- EXERCISE DIRECTIONS: Retype each entry exactly.

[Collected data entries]
Start of Block

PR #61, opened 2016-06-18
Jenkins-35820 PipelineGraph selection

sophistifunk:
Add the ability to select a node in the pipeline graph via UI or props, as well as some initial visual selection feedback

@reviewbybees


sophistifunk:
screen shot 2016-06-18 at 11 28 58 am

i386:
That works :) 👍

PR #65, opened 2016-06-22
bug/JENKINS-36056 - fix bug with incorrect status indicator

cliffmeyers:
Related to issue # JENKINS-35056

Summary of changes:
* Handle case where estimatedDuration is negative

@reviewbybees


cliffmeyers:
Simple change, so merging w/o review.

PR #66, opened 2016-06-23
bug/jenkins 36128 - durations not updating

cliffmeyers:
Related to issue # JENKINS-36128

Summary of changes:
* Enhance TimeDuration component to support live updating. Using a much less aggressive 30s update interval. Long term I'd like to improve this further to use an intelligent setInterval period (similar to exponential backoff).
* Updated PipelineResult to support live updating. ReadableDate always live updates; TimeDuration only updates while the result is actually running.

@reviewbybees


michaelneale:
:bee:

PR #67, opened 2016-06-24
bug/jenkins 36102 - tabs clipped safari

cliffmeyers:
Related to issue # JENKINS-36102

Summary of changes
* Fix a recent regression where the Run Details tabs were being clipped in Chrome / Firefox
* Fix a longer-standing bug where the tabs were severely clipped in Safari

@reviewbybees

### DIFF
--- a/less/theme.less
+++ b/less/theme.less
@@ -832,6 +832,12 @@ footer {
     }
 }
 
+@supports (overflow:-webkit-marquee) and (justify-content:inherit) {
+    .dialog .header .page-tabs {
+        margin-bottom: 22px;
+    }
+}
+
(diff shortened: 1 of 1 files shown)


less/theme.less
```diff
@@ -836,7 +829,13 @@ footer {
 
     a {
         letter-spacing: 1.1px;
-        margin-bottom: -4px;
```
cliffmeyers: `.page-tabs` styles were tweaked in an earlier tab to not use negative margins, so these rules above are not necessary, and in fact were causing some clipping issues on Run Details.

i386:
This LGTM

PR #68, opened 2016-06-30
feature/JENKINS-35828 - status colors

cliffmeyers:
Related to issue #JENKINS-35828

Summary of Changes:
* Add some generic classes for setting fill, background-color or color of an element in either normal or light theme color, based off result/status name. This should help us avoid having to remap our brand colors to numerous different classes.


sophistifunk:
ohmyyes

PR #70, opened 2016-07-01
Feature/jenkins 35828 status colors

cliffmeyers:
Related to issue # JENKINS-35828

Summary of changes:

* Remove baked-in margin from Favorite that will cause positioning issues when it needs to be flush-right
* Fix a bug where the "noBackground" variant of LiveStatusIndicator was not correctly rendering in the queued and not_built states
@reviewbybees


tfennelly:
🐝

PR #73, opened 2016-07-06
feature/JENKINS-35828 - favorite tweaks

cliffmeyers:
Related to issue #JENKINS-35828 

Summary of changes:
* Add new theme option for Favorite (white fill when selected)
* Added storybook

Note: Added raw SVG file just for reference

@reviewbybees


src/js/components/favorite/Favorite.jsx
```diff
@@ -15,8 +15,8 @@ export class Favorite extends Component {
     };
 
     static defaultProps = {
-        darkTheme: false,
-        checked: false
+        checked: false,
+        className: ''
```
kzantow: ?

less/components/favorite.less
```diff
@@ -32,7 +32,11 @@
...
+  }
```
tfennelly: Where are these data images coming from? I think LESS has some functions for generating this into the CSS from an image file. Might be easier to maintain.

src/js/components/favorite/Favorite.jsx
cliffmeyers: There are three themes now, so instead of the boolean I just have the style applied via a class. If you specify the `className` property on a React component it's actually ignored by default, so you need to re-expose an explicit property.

End of Block

- ANSWER TO THIS EXERCISE:
PR #61, opened 2016-06-18
Jenkins-35820 PipelineGraph selection

sophistifunk:
Add the ability to select a node in the pipeline graph via UI or props, as well as some initial visual selection feedback

@reviewbybees


sophistifunk:
screen shot 2016-06-18 at 11 28 58 am

i386:
That works :) 👍

PR #65, opened 2016-06-22
bug/JENKINS-36056 - fix bug with incorrect status indicator

cliffmeyers:
Related to issue # JENKINS-35056

Summary of changes:
* Handle case where estimatedDuration is negative

@reviewbybees


cliffmeyers:
Simple change, so merging w/o review.

PR #66, opened 2016-06-23
bug/jenkins 36128 - durations not updating

cliffmeyers:
Related to issue # JENKINS-36128

Summary of changes:
* Enhance TimeDuration component to support live updating. Using a much less aggressive 30s update interval. Long term I'd like to improve this further to use an intelligent setInterval period (similar to exponential backoff).
* Updated PipelineResult to support live updating. ReadableDate always live updates; TimeDuration only updates while the result is actually running.

@reviewbybees


michaelneale:
:bee:

PR #67, opened 2016-06-24
bug/jenkins 36102 - tabs clipped safari

cliffmeyers:
Related to issue # JENKINS-36102

Summary of changes
* Fix a recent regression where the Run Details tabs were being clipped in Chrome / Firefox
* Fix a longer-standing bug where the tabs were severely clipped in Safari

@reviewbybees

### DIFF
--- a/less/theme.less
+++ b/less/theme.less
@@ -832,6 +832,12 @@ footer {
     }
 }
 
+@supports (overflow:-webkit-marquee) and (justify-content:inherit) {
+    .dialog .header .page-tabs {
+        margin-bottom: 22px;
+    }
+}
+
(diff shortened: 1 of 1 files shown)


less/theme.less
```diff
@@ -836,7 +829,13 @@ footer {
 
     a {
         letter-spacing: 1.1px;
-        margin-bottom: -4px;
```
cliffmeyers: `.page-tabs` styles were tweaked in an earlier tab to not use negative margins, so these rules above are not necessary, and in fact were causing some clipping issues on Run Details.

i386:
This LGTM

PR #68, opened 2016-06-30
feature/JENKINS-35828 - status colors

cliffmeyers:
Related to issue #JENKINS-35828

Summary of Changes:
* Add some generic classes for setting fill, background-color or color of an element in either normal or light theme color, based off result/status name. This should help us avoid having to remap our brand colors to numerous different classes.


sophistifunk:
ohmyyes

PR #70, opened 2016-07-01
Feature/jenkins 35828 status colors

cliffmeyers:
Related to issue # JENKINS-35828

Summary of changes:

* Remove baked-in margin from Favorite that will cause positioning issues when it needs to be flush-right
* Fix a bug where the "noBackground" variant of LiveStatusIndicator was not correctly rendering in the queued and not_built states
@reviewbybees


tfennelly:
🐝

PR #73, opened 2016-07-06
feature/JENKINS-35828 - favorite tweaks

cliffmeyers:
Related to issue #JENKINS-35828 

Summary of changes:
* Add new theme option for Favorite (white fill when selected)
* Added storybook

Note: Added raw SVG file just for reference

@reviewbybees


src/js/components/favorite/Favorite.jsx
```diff
@@ -15,8 +15,8 @@ export class Favorite extends Component {
     };
 
     static defaultProps = {
-        darkTheme: false,
-        checked: false
+        checked: false,
+        className: ''
```
kzantow: ?

less/components/favorite.less
```diff
@@ -32,7 +32,11 @@
...
+  }
```
tfennelly: Where are these data images coming from? I think LESS has some functions for generating this into the CSS from an image file. Might be easier to maintain.

src/js/components/favorite/Favorite.jsx
cliffmeyers: There are three themes now, so instead of the boolean I just have the style applied via a class. If you specify the `className` property on a React component it's actually ignored by default, so you need to re-expose an explicit property.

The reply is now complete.